Since 2013, the publisher saw the release of Hearthstone, Heroes Of The Storm -a streamlined MOBA based on the rough rubric of Valve’s Dota- and a team-based asymmetrical FPS Overwatch. Barely a month goes by these days without Blizzard pumping out a new content for each of its games – whereas before its most recognised IPs, WoW, Diablo and Starcraft could lie fallow for a year or more.

Overwatch
Overwatch: Blizzard’s hugely popular and critically acclaimed multiplayer shooter

Pearce says that the steady delivery of content key to keeping Blizzard’s community engaged, but that the developer also has to keep a careful eye not just on the mainstay faithful, but also the e-sports pros. Since e-sports a much bigger part of Blizzard’s business model, it has to make sure any new content in its games don’t adversely affect the players who depend on the publisher for their livelihoods.   “They’re in the upper most of our mind, for sure,” says Pearce. “Using Overwatch as a particular example, the development team was thinking about e-sports, the pro-player experience and the viewer experience right from the start.”

“That doesn’t necessarily mean that every single game we make is going to have some competitive tournament, like the World Cup for Overwatch,” he says, “but I think that it’s important for us to contemplate what the viewership experiences is going to be like, because there are so many  influencers out there in the community that are streaming  on platforms like Twitch whose audiences like that experience.

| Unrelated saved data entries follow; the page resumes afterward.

PR #125, opened 2017-05-09
Add convention to temporarily update logging levels.

jessemyers:
You can now `PATCH` the logging convention endpoint to set logging level for a period
of time. The duration can be capped (default: 5m) and *should* switch back because
of the `ConditionaLLoggingLevel` feature.

### DIFF
--- a/microcosm_flask/conventions/logging_level.py
+++ b/microcosm_flask/conventions/logging_level.py
@@ -3,18 +3,32 @@ Expose/manage logging levels.
 
 """
 from collections import namedtuple
-from logging import PlaceHolder, root
+from logging import getLogger, PlaceHolder, root
+from time import time
 
 from marshmallow import fields, Schema
+from microcosm.api import defaults
+from microcosm_logging.levels import ConditionalLoggingLevel
+from werkzeug.exceptions import UnprocessableEntity
 
 from microcosm_flask.conventions.base import Convention, EndpointDefinition
-from microcosm_flask.conventions.encoding import dump_response_data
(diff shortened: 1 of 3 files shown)


cdm-ium:
+1 hooray

microcosm_flask/conventions/logging_level.py
```diff
@@ -69,28 +84,103 @@ class LoggerSchema(Schema):
     children = fields.List(fields.Nested("LoggerSchema"), required=True)
 
 
-class LoggingLevel(object):
-    pass
+class UpdateConditionalLoggingLevelSchema(Schema):
+    duration = fields.Float(required=False, missing=300.0)
```
cdm-ium: Any real value in being a float here? Wouldn't an int be good enough?

microcosm_flask/conventions/logging_level.py
```diff
@@ -69,28 +84,103 @@ class LoggerSchema(Schema):
...
+    name = fields.String(required=True)
```
cdm-ium: I almost feel like we'll want this to be a list for conveniently setting a batch of loggers in one go.

jessemyers: Let's prove that that's true first.

microcosm_flask/conventions/logging_level.py
jessemyers: There's no reason not to use float since that's the time unit in Python; I chose it because it theoretically lets us write sleep-based tests with sub-second intervals, though I chose to just mock out time.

So it’s not necessarily about the competitive experience but instead it’s about the viewership experience. A game like Diablo, might not be a competitive esport but there might be some compelling experience for viewers.”

Blizzcon 2016 overwatch world cup
The victorious South Korea team lift the Overwatch World Cup trophy.

E-sports did take much of the centre stage at BlizzCon 2016; while the live audiences fluctuated in number during the knockout stages,  you could barely find a seat for the finals and millions watched the world’s best compete online.  The ‘Con also saw its fair share of announcements; alongside new content announced for most of the publisher’s games, Blizzard announced a partnership with Google’s DeepMind research firm involving Starcraft II to develop Artificial Intelligence. The aim is to create a non-scripted AI that can play the game the same way a human would and open up the potential for deep learning – an AI that can educate itself on the nuances of Starcraft II while playing. The initiative isn’t closed off to the public, either; early next year a patch will be released for the Real Time Strategy game that will allow developer, researchers and hobbyists to get involved.  When one considers the history of Starcraft – a space Western that popularised esports and drove the digital infrastructure of South Korea after that country took the game into its collective heart – aiding AI research doesn’t seem like much a jump.

Blizzcon 2016
Blizzcon 2016

But Pearce is convinced it’s just the next step for both Starcraft and Blizzard. “From a development team perspective I’m convinced we have more to do,” he says. “Unlike World Of Warcraft, which has a pretty set business model with expansions and content, at some point we’re going to have to decide what’s next for the folks who work on Starcraft. But we want to put the pieces in place for when or if the team moves on that the community can take ownership of that space.”

Whether that’s AI development, shared user generated content or entire new gaming experiences – much like those that spawned the Dota games – Pearce says it’s difficult to know. But if history is anything to go by, it’s likely that even those games Blizzard stops supporting will find a new life due to the community. After all, Blizzard fans aren’t what you’d call part-timers.